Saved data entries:
■ ■ ■
PR #3015, opened 2025-08-11
raise cancellation refund invoices today rather than backdated

johnduffell:
When someone cancels their S+ within 14 days, we refund them automatically.

When they have set up a direct debit it can take up to a week to actually make the refund due to limitations of the DD system (`base can't be refunded because it is pending_submission`)

We handle this by retrying the refund lambda for up to a week.

We have moved the invoice generation to the async lambda for perf reasons in https://github.com/guardian/support-service-lambdas/pull/2826

It always uses the date of cancellation as both the target date and invoice date of the date of cancellation when generating the invoice.

Note that the invoice date must always be in the currently open accounting period.  Otherwise an error occurs `ZuoraError(ACCOUNTING_PERIOD_CLOSED,Invoices cannot be generated in a closed Accounting Period. Please enter another invoice date.)`

The problem at the moment is that since things may retry for a week, the billing call may fail due to the accounting period being closed.

The invoice date is only to show the date on the invoice, rather than to decide what the charges should be.  This means we should use the current date as the invoice date, to ensure it has not been closed.

See here for a definion of the different dates: https://knowledgecenter.zuora.com/Zuora_Billing/Bill_your_customers/AB_Automate_billing_document_generation/Bill_runs/AB_Create_bill_runs#:~:text=Run%20Dates%20section.-,Invoice%20Date%3A%20The%20invoice%20date%20displayed%20on%20the%20invoices.,default%2C%20the%20target%20date%20is%20equal%20to%20the%20bill%20run%20date.,-Creating%20a%20bill

This PR changes the run billing operation to use today's date for the invoice, rather than backdating it to the date of cancellation.  This will usually be the same, but it will avoid the `ACCOUNTING_PERIOD_CLOSED` error where it's on a retry since the period was closed.

### DIFF
--- a/build.sbt
+++ b/build.sbt
@@ -25,7 +25,7 @@ val scala2Settings = Seq(
 )
 
 val scala3Settings = Seq(
-  scalaVersion := "3.7.1",
+  scalaVersion := "3.7.2",
   version := "0.0.1",
   organization := "com.gu",
   scalacOptions ++= Seq(
--- a/handlers/product-move-api/src/main/scala/com/gu/productmove/zuora/RunBilling.scala
+++ b/handlers/product-move-api/src/main/scala/com/gu/productmove/zuora/RunBilling.scala
@@ -17,12 +17,15 @@ private class RunBillingLive(zuoraGet: ZuoraGet) extends RunBilling {
   import RunBilling.*
 
   // https://developer.zuora.com/v1-api-reference/older-api/operation/Action_POSTgenerate/
-  override def run(accountId: ZuoraAccountId, today: LocalDate): Task[Option[InvoiceId]] =
+  override def run(accountId: ZuoraAccountId, today: LocalDate, targetDate: LocalDate): Task[Option[InvoiceId]] = {
+    // make the invoice date today, in case there's been a delay and the accounting period has closed
+    val accountToGenerate = AccountToGenerate(accountId, today, targetDate)
+    val runBillingRequest = RunBillingRequest(List(accountToGenerate), "Invoice")
     for {
       errorOrRunBillingResponse <- zuoraGet
         .post[RunBillingRequest, RunBillingResponse](
           uri"action/generate",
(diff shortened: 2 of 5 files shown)


build.sbt
```diff
@@ -25,7 +25,7 @@ val scala2Settings = Seq(
 )
 
 val scala3Settings = Seq(
-  scalaVersion := "3.7.1",
+  scalaVersion := "3.7.2",
```
johnduffell, line 28: opprtunistic bump

handlers/product-move-api/src/main/scala/com/gu/productmove/zuora/RunBilling.scala
```diff
@@ -17,12 +17,15 @@ private class RunBillingLive(zuoraGet: ZuoraGet) extends RunBilling {
   import RunBilling.*
 
   // https://developer.zuora.com/v1-api-reference/older-api/operation/Action_POSTgenerate/
-  override def run(accountId: ZuoraAccountId, today: LocalDate): Task[Option[InvoiceId]] =
+  override def run(accountId: ZuoraAccountId, today: LocalDate, targetDate: LocalDate): Task[Option[InvoiceId]] = {
+    // make the invoice date today, in case there's been a delay and the accounting period has closed
+    val accountToGenerate = AccountToGenerate(accountId, today, targetDate)
```
johnduffell, line 22: this is the important bit, rather than using `today` (which was actually the date it was added to the queue) for both values, it uses the actual today when it's invoked for the InvoiceDate
https://github.com/guardian/support-service-lambdas/blob/dbd400fe1827a9d8d2044ad58931de7da6db5052/handlers/product-move-api/src/main/scala/com/gu/productmove/zuora/RunBilling.scala#L41

johnduffell:
once merged - I redrove the queue `product-switch-refund-dead-letter-PROD`
and the two messages were processed immediately and the refunds appeared correctly on both zuora subscriptions.

PR #3019, opened 2025-08-13
Add isDeliveryProduct to product catalog

rupertbates:
## What does this change?
- Add a deliveryProducts array and associated type which definitively records which products have a delivery element. 
- Add a productKeys array to match the `ProductKey` type to make runtime checks easier.
- Add a field `isDeliveryProduct` to the product catalog so that consumers of the API can tell which products have a delivery element.

### DIFF
--- a/modules/product-catalog/src/generateSchema.ts
+++ b/modules/product-catalog/src/generateSchema.ts
@@ -6,7 +6,7 @@ import type {
 	ZuoraProductRatePlan,
 	ZuoraProductRatePlanCharge,
 } from '@modules/zuora-catalog/zuoraCatalogSchema';
-import { deliveryProducts } from '@modules/product-catalog/productCatalog';
+import { isDeliveryProduct } from '@modules/product-catalog/productCatalog';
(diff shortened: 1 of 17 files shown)


modules/product-catalog/src/generateSchema.ts
```diff
@@ -47,10 +55,12 @@ const generateZuoraProductSchema = (product: CatalogProduct) => {
 	const ratePlanSchema = supportedRatePlans.map((productRatePlan) =>
 		generateProductRatePlanSchema(productRatePlan),
 	);
+	const isDeliveryProduct = deliveryProducts.includes(productName);
```
paul-daniel-dempsey, line 58: I got a type error here, perhaps this would work?
```suggestion
	const isDeliveryProduct = deliveryProducts.includes(productName);
```

paul-daniel-dempsey (approved):
Just one comment probably needs looking at. Have not looked at this code-base much on my own, mainly due to it being Scala, being Typescript now gives me more confidence to start approaching it again, thankyou. Understand the changes, would'nt mind a pointer in PR how to test it though (looking through readme now tbh)

PR #3021, opened 2025-08-14
Add mandatory product specific fields to the product purchase schema

rupertbates:
## What does this change?
The product-catalog defines a schema and type for valid product and rateplan combinations which is used by support-workers to ensure type safety when dealing with subscription purchases.

This PR extends that schema to also include fields which are mandatory for a particular type of purchase, for instance any delivery product requires a first delivery date and a delivery contact (address + name).


maloky (approved):
LGTM 👍

PR #3024, opened 2025-08-14
mparticle api - move schemas and types to where they are used

johnduffell:
Follows on from the mobbing review on https://github.com/guardian/support-service-lambdas/pull/3009

Previously the API client functions for the mparticle API were all together, and the schemas were all in a separate file.

This made it hard to pick out which schemas related to which calls, and make the API calls file quite long and unweidly.

There was also (and still is) some business logic in with the API client code.

The zuoraClient elsewhere in this repo already uses a layout where the API calls are self contained, which makes it easier to understand each REST call in isolation.

This PR makes a folder in place of each API client file, and puts each individual API call in its own file within.  The relevant schemas are moved into their associated file.  (Note that I have only moved whole functions or schemas, I haven't extracted or changed any logic - if I also changed logic, it would make it almost impossible to review those changes.)

See inline comments for relevant details.

The code is more cohesive if the size of each file is minimised, and the number of imports in each file (and the amount of `..` in each import) are also minimised.

I have also followed a similar principle for the baton router (but not the http router at this stage)


handlers/mparticle-api/src/apis/dataSubjectRequests/getStatus.ts
```diff
@@ -0,0 +1,62 @@
+import { z } from 'zod';
```
johnduffell, line 1: each of the things under dataSubjectRequests is one of the functions from the "deleted" file above, together with its associated schemas etc.

handlers/mparticle-api/src/routers/baton/access/schema.ts
```diff
@@ -0,0 +1,10 @@
+import { z } from 'zod';
```
johnduffell, line 1: this file contains the schemas relating to access requests in general, but not to either one of initiate or status

handlers/mparticle-api/src/routers/shared/addErasureExclusionAttributes.ts
```diff
@@ -0,0 +1,27 @@
+import type {
```
johnduffell, line 1: this was more like business logic that didn't belong to either the http or baton routers, so I made a shared home for it here.  I wasn't sure the exact naming that made sense so I went for "shared" for now i.e. shared between the routers.

handlers/mparticle-api/src/apis/dataSubjectRequests/getStatus.ts
```diff
@@ -0,0 +1,100 @@
...
+export enum DataSubjectRequestStatus {
+	Pending = 'pending',
+	InProgress = 'in-progress',
+	Completed = 'completed',
+	Cancelled = 'cancelled',
+}
+
+/**
+ * Get the status of an OpenDSR request
+ * https://docs.mparticle.com/developers/apis/dsr-api/v3/#example-response-body
```
johnduffell, line 16: this links to a page where the keys are_snake_case rather than this camelCase.

andresilva-guardian (approved):

MaelGNM (approved):
Sensible changes 👍

PR #3028, opened 2025-08-20
feat: Add a new customer facing name field to the Product Catalog JSON

paulbrown1982:
## What does this change?
Adds a new field to the Product Catalog JSON containing the user-facing name for a product. This can then become a source of truth, like the benefits list is in user-benefits API, and used in various channel applications such as:

- User Benefits API
- Salesforce
- Support Frontend
- Manage My Account

It was inspired after members of the Platform team visited the contact centre and realised CSRs were constantly translating between the various Zuora/legacy names and their current ones. This change is a first stepping stone to help resolve that by displaying the same exact names in the checkout, manage my account, help centre and Salesforce. 

Eventually the names will be stored in a custom field in Zuora for full CMS-ability, but for now they are hardcoded.

## How to test

All covered by extensive unit tests, of which only the snap file was changed in this PR.

Subsequent PRs are raised in the applications above.

Some apps might not be able to parse the new JSON. Testing of the above 4 apps in CODE after this is deployed in CODE is required.

## Trello

https://trello.com/c/F5qXyVPK/603-add-customer-facing-name-to-product-catalog-service

### DIFF
--- a/modules/product-catalog/src/generateProductCatalog.ts
+++ b/modules/product-catalog/src/generateProductCatalog.ts
@@ -6,7 +6,10 @@ import type {
 	ZuoraProductRatePlanCharge,
 } from '@modules/zuora-catalog/zuoraCatalogSchema';
 import type { ProductCatalog } from '@modules/product-catalog/productCatalog';
-import { isDeliveryProduct } from '@modules/product-catalog/productCatalog';
+import {
+	getCustomerFacingName,
+	isDeliveryProduct,
+} from '@modules/product-catalog/productCatalog';
 import { stripeProducts } from '@modules/product-catalog/stripeProducts';
 import {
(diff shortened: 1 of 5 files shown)


modules/product-catalog/src/productCatalog.ts
```diff
@@ -41,6 +41,33 @@ export function isDeliveryProduct(
 	return deliveryProducts.includes(productKey as DeliveryProductKey);
 }
 
+// Eventually all but OneTimeContribution will come from a custom field in Zuora's Product Catalog
```
paulbrown1982, line 44: The snap file is the only other place the customer facing names are repeated in the codebase.

rupertbates (approved):
Great 👍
■ ■ ■
## Exercise aim
For every line of the data above that contains "easier", copy that line.

## Written answer
- Add a productKeys array to match the `ProductKey` type to make runtime checks easier.
The zuoraClient elsewhere in this repo already uses a layout where the API calls are self contained, which makes it easier to understand each REST call in isolation.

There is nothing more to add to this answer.